==== Entries provided ====

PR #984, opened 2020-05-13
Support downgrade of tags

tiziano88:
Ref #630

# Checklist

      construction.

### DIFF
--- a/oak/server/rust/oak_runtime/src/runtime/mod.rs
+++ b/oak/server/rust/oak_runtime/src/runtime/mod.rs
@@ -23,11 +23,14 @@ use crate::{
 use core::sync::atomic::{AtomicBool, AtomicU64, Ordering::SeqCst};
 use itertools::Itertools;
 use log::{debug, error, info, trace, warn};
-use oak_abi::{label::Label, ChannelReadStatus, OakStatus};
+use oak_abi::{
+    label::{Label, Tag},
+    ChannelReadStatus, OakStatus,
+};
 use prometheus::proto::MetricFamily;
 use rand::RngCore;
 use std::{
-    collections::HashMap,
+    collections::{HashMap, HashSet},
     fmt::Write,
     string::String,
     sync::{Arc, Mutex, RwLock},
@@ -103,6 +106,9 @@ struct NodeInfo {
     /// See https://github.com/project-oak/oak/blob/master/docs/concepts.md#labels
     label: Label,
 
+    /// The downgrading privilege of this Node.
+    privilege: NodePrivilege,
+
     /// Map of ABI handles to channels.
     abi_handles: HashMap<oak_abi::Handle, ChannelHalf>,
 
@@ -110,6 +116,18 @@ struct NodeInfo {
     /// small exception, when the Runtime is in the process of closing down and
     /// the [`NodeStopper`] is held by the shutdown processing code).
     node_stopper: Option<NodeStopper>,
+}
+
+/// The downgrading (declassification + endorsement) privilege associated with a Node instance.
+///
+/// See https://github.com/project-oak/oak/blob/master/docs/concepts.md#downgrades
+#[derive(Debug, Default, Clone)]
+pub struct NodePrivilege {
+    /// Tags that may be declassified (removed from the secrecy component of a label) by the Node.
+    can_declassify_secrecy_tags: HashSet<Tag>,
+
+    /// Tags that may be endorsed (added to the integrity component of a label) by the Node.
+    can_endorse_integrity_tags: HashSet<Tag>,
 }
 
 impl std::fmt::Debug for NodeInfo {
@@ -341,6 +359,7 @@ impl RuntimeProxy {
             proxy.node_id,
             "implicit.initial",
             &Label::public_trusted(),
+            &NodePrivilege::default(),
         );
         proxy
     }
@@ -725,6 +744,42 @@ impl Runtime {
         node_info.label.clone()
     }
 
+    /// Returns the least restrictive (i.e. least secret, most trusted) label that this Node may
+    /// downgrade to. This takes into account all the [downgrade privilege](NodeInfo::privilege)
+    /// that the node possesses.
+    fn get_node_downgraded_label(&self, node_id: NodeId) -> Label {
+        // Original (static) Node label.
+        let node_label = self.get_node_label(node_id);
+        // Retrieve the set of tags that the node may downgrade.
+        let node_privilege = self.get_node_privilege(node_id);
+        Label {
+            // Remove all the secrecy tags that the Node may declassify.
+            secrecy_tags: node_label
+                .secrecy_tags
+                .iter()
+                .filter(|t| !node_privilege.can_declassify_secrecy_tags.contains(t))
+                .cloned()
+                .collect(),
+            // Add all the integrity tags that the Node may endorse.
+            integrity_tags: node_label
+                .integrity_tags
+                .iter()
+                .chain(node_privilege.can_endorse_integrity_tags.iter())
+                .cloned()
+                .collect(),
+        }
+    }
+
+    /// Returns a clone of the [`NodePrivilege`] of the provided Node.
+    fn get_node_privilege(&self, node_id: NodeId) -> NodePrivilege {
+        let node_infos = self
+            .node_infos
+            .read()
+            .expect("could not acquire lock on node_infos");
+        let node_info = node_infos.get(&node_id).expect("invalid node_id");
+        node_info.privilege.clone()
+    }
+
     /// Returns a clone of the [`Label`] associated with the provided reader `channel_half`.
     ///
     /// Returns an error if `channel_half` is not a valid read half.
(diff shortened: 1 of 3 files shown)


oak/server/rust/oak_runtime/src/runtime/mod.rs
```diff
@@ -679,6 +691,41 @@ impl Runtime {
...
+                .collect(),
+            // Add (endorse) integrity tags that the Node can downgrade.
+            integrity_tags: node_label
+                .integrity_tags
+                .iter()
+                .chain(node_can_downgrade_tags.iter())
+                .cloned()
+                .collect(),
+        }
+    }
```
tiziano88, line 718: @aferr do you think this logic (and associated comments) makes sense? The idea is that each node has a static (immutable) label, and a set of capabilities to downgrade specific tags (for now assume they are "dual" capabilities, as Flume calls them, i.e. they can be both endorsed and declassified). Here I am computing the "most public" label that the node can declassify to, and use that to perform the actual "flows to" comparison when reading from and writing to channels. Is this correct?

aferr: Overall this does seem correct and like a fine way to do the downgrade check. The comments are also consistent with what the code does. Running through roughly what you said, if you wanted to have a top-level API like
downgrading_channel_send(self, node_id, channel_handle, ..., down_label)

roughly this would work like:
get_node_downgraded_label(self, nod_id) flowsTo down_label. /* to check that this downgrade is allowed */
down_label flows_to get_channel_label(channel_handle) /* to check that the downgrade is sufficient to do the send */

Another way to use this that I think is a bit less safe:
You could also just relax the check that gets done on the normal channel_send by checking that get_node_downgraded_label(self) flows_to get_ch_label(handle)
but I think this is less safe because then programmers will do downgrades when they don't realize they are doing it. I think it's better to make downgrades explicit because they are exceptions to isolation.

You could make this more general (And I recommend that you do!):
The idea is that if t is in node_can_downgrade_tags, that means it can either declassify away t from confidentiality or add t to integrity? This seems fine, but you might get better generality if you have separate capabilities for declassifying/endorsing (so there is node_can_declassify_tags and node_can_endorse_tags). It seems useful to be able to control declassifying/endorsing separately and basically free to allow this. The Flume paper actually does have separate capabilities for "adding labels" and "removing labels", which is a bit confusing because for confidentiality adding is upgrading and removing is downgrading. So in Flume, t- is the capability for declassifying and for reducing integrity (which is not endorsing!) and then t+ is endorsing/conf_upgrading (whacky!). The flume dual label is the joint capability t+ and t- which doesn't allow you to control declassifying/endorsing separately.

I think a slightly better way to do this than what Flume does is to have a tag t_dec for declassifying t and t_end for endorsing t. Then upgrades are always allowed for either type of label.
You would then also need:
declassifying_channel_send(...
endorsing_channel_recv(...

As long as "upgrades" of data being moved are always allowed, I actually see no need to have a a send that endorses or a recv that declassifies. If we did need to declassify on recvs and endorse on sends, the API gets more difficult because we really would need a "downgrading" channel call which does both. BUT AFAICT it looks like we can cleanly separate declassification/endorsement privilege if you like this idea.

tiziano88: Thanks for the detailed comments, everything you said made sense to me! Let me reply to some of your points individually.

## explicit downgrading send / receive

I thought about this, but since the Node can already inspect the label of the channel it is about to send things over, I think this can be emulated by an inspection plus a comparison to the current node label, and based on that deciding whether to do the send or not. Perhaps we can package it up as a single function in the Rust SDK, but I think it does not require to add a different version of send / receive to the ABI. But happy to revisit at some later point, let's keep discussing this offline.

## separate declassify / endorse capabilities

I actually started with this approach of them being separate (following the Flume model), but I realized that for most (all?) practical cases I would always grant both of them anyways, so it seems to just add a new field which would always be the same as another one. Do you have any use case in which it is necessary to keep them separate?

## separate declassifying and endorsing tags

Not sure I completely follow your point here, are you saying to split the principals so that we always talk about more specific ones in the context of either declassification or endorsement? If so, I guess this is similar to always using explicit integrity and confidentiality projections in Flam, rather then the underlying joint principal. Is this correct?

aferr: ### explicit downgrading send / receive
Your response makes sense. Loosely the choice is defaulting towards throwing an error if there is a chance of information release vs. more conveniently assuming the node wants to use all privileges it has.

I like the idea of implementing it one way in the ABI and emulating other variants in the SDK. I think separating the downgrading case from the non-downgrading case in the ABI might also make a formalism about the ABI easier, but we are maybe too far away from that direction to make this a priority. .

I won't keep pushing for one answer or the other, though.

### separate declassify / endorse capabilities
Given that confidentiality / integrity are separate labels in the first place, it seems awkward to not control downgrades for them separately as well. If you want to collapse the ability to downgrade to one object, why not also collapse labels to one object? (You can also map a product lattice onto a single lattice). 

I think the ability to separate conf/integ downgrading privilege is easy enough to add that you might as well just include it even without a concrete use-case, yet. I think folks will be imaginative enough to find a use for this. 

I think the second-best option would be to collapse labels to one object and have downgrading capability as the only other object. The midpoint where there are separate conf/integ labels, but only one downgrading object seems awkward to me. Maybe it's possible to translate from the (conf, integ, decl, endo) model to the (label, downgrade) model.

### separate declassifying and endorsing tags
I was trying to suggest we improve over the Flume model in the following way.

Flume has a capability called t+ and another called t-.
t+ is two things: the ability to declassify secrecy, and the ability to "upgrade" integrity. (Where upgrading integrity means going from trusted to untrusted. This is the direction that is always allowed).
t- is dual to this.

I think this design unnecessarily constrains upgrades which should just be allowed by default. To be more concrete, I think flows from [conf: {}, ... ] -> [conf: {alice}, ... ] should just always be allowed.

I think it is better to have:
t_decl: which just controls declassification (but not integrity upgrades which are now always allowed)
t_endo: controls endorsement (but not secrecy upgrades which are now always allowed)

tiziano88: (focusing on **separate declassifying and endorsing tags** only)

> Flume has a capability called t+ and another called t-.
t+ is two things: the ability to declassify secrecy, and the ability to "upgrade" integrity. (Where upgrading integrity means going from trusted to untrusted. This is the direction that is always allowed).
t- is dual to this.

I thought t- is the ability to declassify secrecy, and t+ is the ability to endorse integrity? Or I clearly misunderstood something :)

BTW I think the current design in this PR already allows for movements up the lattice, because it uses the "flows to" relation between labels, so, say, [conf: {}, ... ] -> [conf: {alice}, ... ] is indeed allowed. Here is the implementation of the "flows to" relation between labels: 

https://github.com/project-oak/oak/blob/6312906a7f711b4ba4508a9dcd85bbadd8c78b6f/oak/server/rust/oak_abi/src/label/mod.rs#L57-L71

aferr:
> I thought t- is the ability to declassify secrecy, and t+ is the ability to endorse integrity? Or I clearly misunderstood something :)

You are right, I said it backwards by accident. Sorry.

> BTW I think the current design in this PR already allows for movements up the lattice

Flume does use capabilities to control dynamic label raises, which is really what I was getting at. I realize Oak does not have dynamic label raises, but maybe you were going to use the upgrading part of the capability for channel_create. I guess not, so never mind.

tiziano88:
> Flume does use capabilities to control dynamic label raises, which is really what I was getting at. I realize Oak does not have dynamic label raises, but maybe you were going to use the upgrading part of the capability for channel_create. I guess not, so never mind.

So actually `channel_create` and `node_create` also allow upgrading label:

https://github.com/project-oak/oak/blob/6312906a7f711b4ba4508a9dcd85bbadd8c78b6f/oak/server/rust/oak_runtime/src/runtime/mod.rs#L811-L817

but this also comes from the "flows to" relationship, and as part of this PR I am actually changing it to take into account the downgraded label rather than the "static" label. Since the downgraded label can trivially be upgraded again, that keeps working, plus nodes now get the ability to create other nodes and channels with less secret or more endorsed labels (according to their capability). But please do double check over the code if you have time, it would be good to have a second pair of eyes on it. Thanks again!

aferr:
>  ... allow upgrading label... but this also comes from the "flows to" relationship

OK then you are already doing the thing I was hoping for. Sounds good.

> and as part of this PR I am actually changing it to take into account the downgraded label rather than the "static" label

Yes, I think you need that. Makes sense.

====
==== Entries provided ====

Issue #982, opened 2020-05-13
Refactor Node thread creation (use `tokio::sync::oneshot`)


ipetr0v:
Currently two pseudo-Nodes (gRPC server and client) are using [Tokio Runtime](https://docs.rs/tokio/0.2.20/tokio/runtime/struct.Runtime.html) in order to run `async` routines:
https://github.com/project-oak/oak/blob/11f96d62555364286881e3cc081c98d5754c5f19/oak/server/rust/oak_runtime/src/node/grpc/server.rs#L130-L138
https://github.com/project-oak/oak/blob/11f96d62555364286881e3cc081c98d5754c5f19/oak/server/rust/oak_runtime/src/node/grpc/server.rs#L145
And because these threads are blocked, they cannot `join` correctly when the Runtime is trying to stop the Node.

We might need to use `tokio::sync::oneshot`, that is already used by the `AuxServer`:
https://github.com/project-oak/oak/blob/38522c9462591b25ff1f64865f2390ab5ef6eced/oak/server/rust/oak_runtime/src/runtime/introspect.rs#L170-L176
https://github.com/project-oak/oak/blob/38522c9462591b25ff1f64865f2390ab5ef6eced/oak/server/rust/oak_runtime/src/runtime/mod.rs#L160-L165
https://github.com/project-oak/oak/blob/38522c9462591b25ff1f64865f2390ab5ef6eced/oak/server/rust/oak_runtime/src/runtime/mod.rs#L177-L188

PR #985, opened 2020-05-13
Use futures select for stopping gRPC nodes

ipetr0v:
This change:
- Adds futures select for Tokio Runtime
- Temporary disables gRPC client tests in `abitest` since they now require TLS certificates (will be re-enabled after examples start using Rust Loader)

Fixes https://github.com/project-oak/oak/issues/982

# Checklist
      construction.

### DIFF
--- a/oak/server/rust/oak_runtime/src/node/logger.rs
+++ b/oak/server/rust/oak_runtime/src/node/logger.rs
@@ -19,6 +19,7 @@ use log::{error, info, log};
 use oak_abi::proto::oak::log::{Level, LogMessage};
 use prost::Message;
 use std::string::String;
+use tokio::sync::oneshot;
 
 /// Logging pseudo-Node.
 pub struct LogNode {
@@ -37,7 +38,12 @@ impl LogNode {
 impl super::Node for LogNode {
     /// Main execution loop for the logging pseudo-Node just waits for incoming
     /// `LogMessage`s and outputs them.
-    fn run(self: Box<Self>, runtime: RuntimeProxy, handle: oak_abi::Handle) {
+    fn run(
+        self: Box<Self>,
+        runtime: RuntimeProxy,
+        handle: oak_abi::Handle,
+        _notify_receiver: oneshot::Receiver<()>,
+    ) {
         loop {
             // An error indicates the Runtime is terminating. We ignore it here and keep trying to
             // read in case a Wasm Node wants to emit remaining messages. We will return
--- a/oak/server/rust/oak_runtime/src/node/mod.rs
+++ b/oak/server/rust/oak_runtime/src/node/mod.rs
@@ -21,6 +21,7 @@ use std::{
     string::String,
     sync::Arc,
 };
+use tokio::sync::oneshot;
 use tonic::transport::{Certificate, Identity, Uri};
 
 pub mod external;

====

● Your instructions
Using the data above, extract exactly the lines from the one that holds "PR #984, opened 2020-05-13" to the one that holds "-23,11 +23,14 @@", both ends included, and no others.

● Problem solution
PR #984, opened 2020-05-13
Support downgrade of tags

tiziano88:
Ref #630

# Checklist

      construction.

### DIFF
--- a/oak/server/rust/oak_runtime/src/runtime/mod.rs
+++ b/oak/server/rust/oak_runtime/src/runtime/mod.rs
@@ -23,11 +23,14 @@ use crate::{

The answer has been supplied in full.